Why would anyone design a train schedule board in this fashion?

A passenger who can only read English can read the headings but not the actual train information. A passenger who can only read Hindi can read the train information, but not the headings. And anyone who can read both could read the board if it was written entirely in one language or the other.

So what could be the motivation for this mixed language board?


  1. As a Hindi and English speaker, it is very simple to explain.

    For certain words, even if there is an English equivalent, a lot of us use the Hindi equivalent.

    For certain words, even if there is a Hindi equivalent, a lot of us use the English equivalent.

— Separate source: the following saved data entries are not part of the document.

PR #1572, opened 2022-06-22
Use HTTPS for git endpoint for cloning

pnorman:
Github no longer supports the unsecured git protocol, so use HTTPS instead.


tlimoncelli:
Thanks!  Fixing these little paper-cuts makes it easier for people to join the dnscontrol family.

    Very rarely do we use 100% English or 100% Hindi in daily spoken language. For words such as track and train, we almost never use the Hindi equivalent. But for names of cities and numbers and times, we use the Hindi equivalent. This actually makes life easier for us, since we are not enthusiastic about inventing words for "computer" in Hindi.

    To give an English comparison - think of how in English there are French-origin words and Germanic-origin words. For some things, the French origin word is more common, and some things the Germanic origin word is more common. Everyday spoken language is a mix.

    1. I understand loan words. But the train sign actually shifted scripts between the headings and the body of the sign. THAT I have never seen here: just because "pundit" is borrowed from Hindi, we don't shift into Hindi script when we write it.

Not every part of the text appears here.